YOUR GOAL: Please write out all of the records below exactly as they appear.

EXCERPTED RECORDS:
------------------------------

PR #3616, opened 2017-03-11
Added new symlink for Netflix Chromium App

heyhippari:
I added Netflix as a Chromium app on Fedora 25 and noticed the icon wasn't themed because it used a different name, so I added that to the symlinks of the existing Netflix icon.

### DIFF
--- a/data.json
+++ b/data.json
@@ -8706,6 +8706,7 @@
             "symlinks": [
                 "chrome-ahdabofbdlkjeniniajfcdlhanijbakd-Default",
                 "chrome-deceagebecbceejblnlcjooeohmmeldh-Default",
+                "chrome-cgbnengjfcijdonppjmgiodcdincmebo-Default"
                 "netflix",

------------------------------

RESULT OF THE TASK:
PR #3616, opened 2017-03-11
Added new symlink for Netflix Chromium App

heyhippari:
I added Netflix as a Chromium app on Fedora 25 and noticed the icon wasn't themed because it used a different name, so I added that to the symlinks of the existing Netflix icon.

### DIFF
--- a/data.json
+++ b/data.json
@@ -8706,6 +8706,7 @@
             "symlinks": [
                 "chrome-ahdabofbdlkjeniniajfcdlhanijbakd-Default",
                 "chrome-deceagebecbceejblnlcjooeohmmeldh-Default",
+                "chrome-cgbnengjfcijdonppjmgiodcdincmebo-Default"
                 "netflix",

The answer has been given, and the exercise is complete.